Participation chronology
| ◄1997 • | 1998 | • 2000► |

= Costa Rica in the OTI Festival 1998 =

Costa Rica was represented at the OTI Festival 1998 with the song "Vendiendo ilusiones", written by Edwin Bonillas Rojas, and performed by Ana Yancy Contreras and Luis Duvalier Quirós. The Costa Rican participating broadcaster, Televisora de Costa Rica (Teletica), selected its entry through a televised national final. In addition, Representaciones Televisivas (Repretel) was the host broadcaster and staged the event at the Teatro Nacional in San José. The song, which qualified automatically from the semi-final, was one of the finalists.

== National stage ==
Televisora de Costa Rica (Teletica) held a national final to select its entry for the 27th edition of the OTI Festival.

=== Competing entries ===
The broadcaster opened a song application period with a deadline of 15 September 1998, which had to be extended until 18 September. Of the 87 songs received, seven were shortlisted for the televised final. The selection committee was composed of Alfredo Moreno, Ricardo Sáenz, Willy Flores, Alexis Gamboa, José Bustos, Carlos Escalante, Mario Campos, and Rodrigo Maffioli. They considered three factors for the selection: composition, performance, and good arrangements.

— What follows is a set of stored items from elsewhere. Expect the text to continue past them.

PR #208, opened 2017-08-15
Remove `ListKW` boilerplate

raulraja:
Removes `ListKW` method delegation boilerplate using Kotlin's class delegation machinery.
This technique can be used for other datatypes in the std lib to avoid manually implementing all combinators.
`@higherkind data class ListKW<A> constructor(val list: List<A>) : ListKWKind<A>, List<A> by list { .. }`
This means that `ListKW<A>` is now a `List<A>` and inherits all public methods as well making them visible. Whenever a concrete `ListKW<A>` is required one can just invoke `list.k()` to rewrap the instance.

This technique may be used when implementing `Set` wrappers and others.

### DIFF
--- a/kategory/src/main/kotlin/kategory/data/ListKW.kt
+++ b/kategory/src/main/kotlin/kategory/data/ListKW.kt
@@ -1,27 +1,8 @@
 package kategory
 
-@higherkind data class ListKW<A> constructor(val list: List<A>) : ListKWKind<A> {
-
-    fun <B> map(f: (A) -> B): ListKW<B> = ListKW(list.map(f))
-
-    fun <B> flatMap(f: (A) -> ListKW<B>): ListKW<B> = ListKW(list.flatMap { f(it).list })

Competing entries on the National OTI Festival – Costa Rica 1998
| Song | Artist | Songwriter(s) |
|---|---|---|
| "Como un jilguero" | Alfredo Flores Villegas | Eduardo Simón; Orlando Bertarini; |
| "Yo te miro" | Eduardo Alonso Vargas | Alejandro Pérez |
| "Mujer" | Javier Orias | Javier Orias |
| "Amores pasajeros" | Bernal Gutiérrez | Bernal Gutiérrez |
| "Sentimiento puro" | Natalia Ramírez | Natalia Ramírez |
| "Solo por la esperanza" | José Francisco Castro | José Francisco Castro |
| "Vendiendo ilusiones" | Ana Yancy Contreras and Luis Duvalier Quirós | Edwin Bonillas Rojas |

=== National final ===
Teletica held the National OTI Festival on Monday 12 October 1998, beginning at 20:20 CST (02:20+1 UTC), at El Greco hall of the San José Palacio Hotel in San José. It was hosted by Leonardo Perucci and Lucía Alvarado; and was broadcast on Canal 7. Groups Gaviota, Claroscuro, and Merecumbé made guest performances.

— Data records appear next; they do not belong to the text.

PR #210, opened 2017-08-17
MonadWriter

### LINKED ISSUE #163: MonadWriter
Add MonadWriter.

JorgeCastilloPrz:
Fixes #163

**Disclaimer:** `MonadWriter` was moved to `FunctorListen` inside `cats-mtl` module. The reason to keep implementing `MonadWriter` here is that I think we should definitely keep "old" constructs (the one valids until cats `pre-1.0.0`) for the time being, until we have a first release. I would iterate towards `kategory-mtl` module with the same renaming / refactor iterations applied to cats probably after release, to avoid more noise.

### DIFF
--- a/kategory/src/main/kotlin/kategory/instances/WriterTInstances.kt
+++ b/kategory/src/main/kotlin/kategory/instances/WriterTInstances.kt
@@ -27,6 +27,21 @@ interface WriterTInstances<F, W> :
 
 }
 
+interface WriterTMonadWriter<F, W> : MonadWriter<WriterTKindPartial<F, W>, W> {
+
+    fun MF(): Monad<F>
+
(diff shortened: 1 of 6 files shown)


kategory/src/main/kotlin/kategory/instances/WriterTInstances.kt
```diff
@@ -27,6 +27,8 @@ interface WriterTInstances<F, W> :
 
 }
 
+interface WriterTMonadWriter<F, W> : MonadWriter<WriterTKindPartial<F, W>, W>
```
raulraja: Since this does not imposes new constrains I think it's fine to implement inline to be consistent how Functor, Applicative and Monad are implemented and there would be no need for the extra interface `WriterTMonadWriter`

JorgeCastilloPrz: Fixed 👍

The jury was composed of Alberto Zúñiga, Luis Ángel Castro, Willie Flores, Pigo Maffioli, Marvin Araya, and Mario Campos. Before the event, the jury disqualified the song "Como un jilguero" because its composers had informed the competition organizers that they were going to register it in another contest.

The winner was the song "Vendiendo ilusiones", written by Edwin Bonillas Rojas, and performed by Ana Yancy Contreras and Luis Duvalier Quirós.

Result of the National OTI Festival – Costa Rica 1998
| R/O | Song | Artist | Result |
|---|---|---|---|
| 1 | "Yo te miro" | Eduardo Alonso Vargas | —N/a |
| 2 | "Mujer" | Javier Orias | —N/a |
| 3 | "Amores pasajeros" | Bernal Gutiérrez | —N/a |
| 4 | "Sentimiento puro" | Natalia Ramírez | —N/a |
| 5 | "Solo por la esperanza" | José Francisco Castro | —N/a |
| 6 | "Vendiendo ilusiones" | Ana Yancy Contreras and Luis Duvalier Quirós | 1 |

== At the OTI Festival ==
On 13–14 November 1998, the OTI Festival was held at the Teatro Nacional in San José, hosted by Representaciones Televisivas (Repretel), and broadcast live throughout Ibero-America. As the host country, Costa Rica had a guaranteed place in the final; where Ana Yancy Contreras and Luis Duvalier Quirós performed "Vendiendo ilusiones" in position 4, with Carlos Guzmán conducting the event's orchestra. At the end, only the top three places were announced, and the Costa Rican entry was not one of them, remaining with the title of finalist.

Repretel broadcast both shows of the festival live on Canal 6 and Canal 9.